Uns☁und

An extensible and unsound programming languages framework

(This page might be a bit more readable if you enable 1st-party CSS.)

Architecture

Unsound is at its core a framework for implementing programming languages whose syntax and semantics are extensible. Its design is one in which multiple language extensions are composed to produce a more or less traditional (though simplified) compiler pipeline:

Extensions can extend each step in that pipeline.

Beyond allowing the extension of the compiler, Unsound allows extending the runtime semantics of programs. The style of code that languages developed with Unsound compile to is one in which the evaluation of the compiled program is parameterized by a "semantics" that defines what evaluation actually "is". In the usual evaluation semantics this is essentially the identity

Phases

The core built-in compilation phases are:

The result is a JS file that is parameterized by a semantics that can be applied to the output to produce an interpretation. The standard semantics is $interpret, a "concrete interpretation" of the program in the universe of JS values.
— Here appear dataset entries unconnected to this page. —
PR #678, opened 2025-07-23
feat: add display label for xeno refgene

### LINKED ISSUE #677: add display label for xenoRefGene gtf

d-callan:
## Description

i went w 'UCSC Xeno RefGene'. if others think theres something better to put there, let me know (maybe @maximilianh )

## Related Issue

closes #677

### DIFF
--- a/app/components/Entity/components/ConfigureWorkflowInputs/components/Main/components/Stepper/components/Step/GTFStep/utils.ts
+++ b/app/components/Entity/components/ConfigureWorkflowInputs/components/Main/components/Stepper/components/Step/GTFStep/utils.ts
@@ -47,6 +47,7 @@ export const getGeneModelLabel = (url: string): string => {
     [/\.augustus\./, "Augustus"],
     [/\.ncbiRefSeq\./, "NCBI RefSeq"],
     [/\.ncbiGene\./, "NCBI Gene"],
+    [/\.xenoRefGene\./, "UCSC Xeno RefGene"],
   ];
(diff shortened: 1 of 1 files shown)


d-callan:
yea, we could still do that at some point if we want. the data catalog checks for these, and will report if we dont have at least augustus. there are[ four there](https://github.com/galaxyproject/brc-analytics/blob/main/catalog/output/qc-report.md) currently that its complaining about. my thinking initially was to merge this as good enough until we sort those four. BUT if i look at homo sapiens on the dev site (one of the four) it doesnt load the gtf section at all. so..

i still think we could merge this and leave open the ticket you reference, that doesnt seem to hurt anything and is better than not having the display name but having the file listed there which is where we are now. but we could equally just skip to removing them, since that doesnt seem to make anything worse either when i thought previously that it would... i dont have strong opinions currently, so ill let you decide whether youd like to click approve or make a new pr. either way, ill talk to hiram about those four.

mvdbeek:
Oups, that's a good catch:

```
{
    "downloadTime": "2025:07:24T13:20:59Z",
    "downloadTimeStamp": 1753363259,
    "error": "can not find genome='GCF_000001405.40' for endpoint '\/list\/files'",
    "statusCode": 400,
    "statusMessage": "Bad Request"
}
```

i suppose there we'd use something like hg38 or whatever the cool kids do these days.

mvdbeek (approved):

One case also provide other semantics; for instance $type can implement an "abstract interpretation" in a universe of simple nominal types.

Extension System

Extensions provide hooks for each phase, allowing the phase to be extended with additional functionality. The key idea allowing extension is to implement the various phases (parsing, compilation, evaluation) with a similar "open-recursive" approach.

Extensions have the following form:

{
  $parse: ($) => { /* extend parser */ },
  $compile: ($) => { /* extend compiler */ },
  $emit: ($) => { /* extend emitter */ },
  $interpret: ($) => { /* extend default interpreter */ },
  $type: ($) => { /* add type checker */ },
  // ... any $-prefixed key for additional interpreters
}

All hooks mutate $, adding functionality extension by extension (and initially starting with the "empty" language's implementation -- generally () => {}).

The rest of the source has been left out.